DIRECTIONS –
Please print each of the entries below exactly.

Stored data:
"""

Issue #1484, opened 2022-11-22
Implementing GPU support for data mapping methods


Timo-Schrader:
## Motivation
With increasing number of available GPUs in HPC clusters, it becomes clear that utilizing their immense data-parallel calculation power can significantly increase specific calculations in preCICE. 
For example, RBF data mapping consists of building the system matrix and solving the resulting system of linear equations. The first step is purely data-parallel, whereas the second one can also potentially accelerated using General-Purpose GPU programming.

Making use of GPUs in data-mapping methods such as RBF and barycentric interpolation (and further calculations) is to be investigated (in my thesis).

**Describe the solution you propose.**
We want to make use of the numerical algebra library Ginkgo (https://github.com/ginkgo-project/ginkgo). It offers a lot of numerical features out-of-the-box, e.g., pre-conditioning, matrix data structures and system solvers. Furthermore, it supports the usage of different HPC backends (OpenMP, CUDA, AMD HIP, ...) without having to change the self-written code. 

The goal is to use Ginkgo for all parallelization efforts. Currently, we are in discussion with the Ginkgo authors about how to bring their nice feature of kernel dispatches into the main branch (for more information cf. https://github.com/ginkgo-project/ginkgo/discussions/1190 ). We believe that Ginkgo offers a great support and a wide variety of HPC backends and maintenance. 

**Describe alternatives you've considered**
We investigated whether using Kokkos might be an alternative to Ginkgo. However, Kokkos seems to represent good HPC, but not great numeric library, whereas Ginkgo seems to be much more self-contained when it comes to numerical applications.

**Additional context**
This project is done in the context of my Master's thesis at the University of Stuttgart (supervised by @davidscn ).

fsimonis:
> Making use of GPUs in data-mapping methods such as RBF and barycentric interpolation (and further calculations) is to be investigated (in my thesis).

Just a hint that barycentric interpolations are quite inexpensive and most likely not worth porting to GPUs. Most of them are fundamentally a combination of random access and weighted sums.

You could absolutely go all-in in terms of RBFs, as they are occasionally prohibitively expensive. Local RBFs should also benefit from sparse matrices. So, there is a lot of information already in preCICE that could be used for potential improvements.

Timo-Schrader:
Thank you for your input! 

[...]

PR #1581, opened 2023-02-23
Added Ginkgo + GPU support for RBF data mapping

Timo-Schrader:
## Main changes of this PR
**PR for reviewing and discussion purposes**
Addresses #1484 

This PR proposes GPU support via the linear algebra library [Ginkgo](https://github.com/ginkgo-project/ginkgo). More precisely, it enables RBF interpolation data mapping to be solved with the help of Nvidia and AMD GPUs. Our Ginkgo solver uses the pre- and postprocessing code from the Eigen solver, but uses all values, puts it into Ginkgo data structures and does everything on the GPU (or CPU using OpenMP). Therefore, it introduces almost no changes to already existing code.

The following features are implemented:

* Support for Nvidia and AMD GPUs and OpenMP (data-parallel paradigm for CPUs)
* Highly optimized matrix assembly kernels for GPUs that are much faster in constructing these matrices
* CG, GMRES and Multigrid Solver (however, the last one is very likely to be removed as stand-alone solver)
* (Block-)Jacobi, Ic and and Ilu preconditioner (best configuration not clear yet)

"""

RESPONSE AREA –
Issue #1484, opened 2022-11-22
Implementing GPU support for data mapping methods


Timo-Schrader:
## Motivation
With increasing number of available GPUs in HPC clusters, it becomes clear that utilizing their immense data-parallel calculation power can significantly increase specific calculations in preCICE. 
For example, RBF data mapping consists of building the system matrix and solving the resulting system of linear equations. The first step is purely data-parallel, whereas the second one can also potentially accelerated using General-Purpose GPU programming.

Making use of GPUs in data-mapping methods such as RBF and barycentric interpolation (and further calculations) is to be investigated (in my thesis).

**Describe the solution you propose.**
We want to make use of the numerical algebra library Ginkgo (https://github.com/ginkgo-project/ginkgo). It offers a lot of numerical features out-of-the-box, e.g., pre-conditioning, matrix data structures and system solvers. Furthermore, it supports the usage of different HPC backends (OpenMP, CUDA, AMD HIP, ...) without having to change the self-written code. 

The goal is to use Ginkgo for all parallelization efforts. Currently, we are in discussion with the Ginkgo authors about how to bring their nice feature of kernel dispatches into the main branch (for more information cf. https://github.com/ginkgo-project/ginkgo/discussions/1190 ). We believe that Ginkgo offers a great support and a wide variety of HPC backends and maintenance. 

**Describe alternatives you've considered**
We investigated whether using Kokkos might be an alternative to Ginkgo. However, Kokkos seems to represent good HPC, but not great numeric library, whereas Ginkgo seems to be much more self-contained when it comes to numerical applications.

**Additional context**
This project is done in the context of my Master's thesis at the University of Stuttgart (supervised by @davidscn ).

fsimonis:
> Making use of GPUs in data-mapping methods such as RBF and barycentric interpolation (and further calculations) is to be investigated (in my thesis).

Just a hint that barycentric interpolations are quite inexpensive and most likely not worth porting to GPUs. Most of them are fundamentally a combination of random access and weighted sums.

You could absolutely go all-in in terms of RBFs, as they are occasionally prohibitively expensive. Local RBFs should also benefit from sparse matrices. So, there is a lot of information already in preCICE that could be used for potential improvements.

Timo-Schrader:
Thank you for your input! 

[...]

PR #1581, opened 2023-02-23
Added Ginkgo + GPU support for RBF data mapping

Timo-Schrader:
## Main changes of this PR
**PR for reviewing and discussion purposes**
Addresses #1484 

This PR proposes GPU support via the linear algebra library [Ginkgo](https://github.com/ginkgo-project/ginkgo). More precisely, it enables RBF interpolation data mapping to be solved with the help of Nvidia and AMD GPUs. Our Ginkgo solver uses the pre- and postprocessing code from the Eigen solver, but uses all values, puts it into Ginkgo data structures and does everything on the GPU (or CPU using OpenMP). Therefore, it introduces almost no changes to already existing code.

The following features are implemented:

* Support for Nvidia and AMD GPUs and OpenMP (data-parallel paradigm for CPUs)
* Highly optimized matrix assembly kernels for GPUs that are much faster in constructing these matrices
* CG, GMRES and Multigrid Solver (however, the last one is very likely to be removed as stand-alone solver)
* (Block-)Jacobi, Ic and and Ilu preconditioner (best configuration not clear yet)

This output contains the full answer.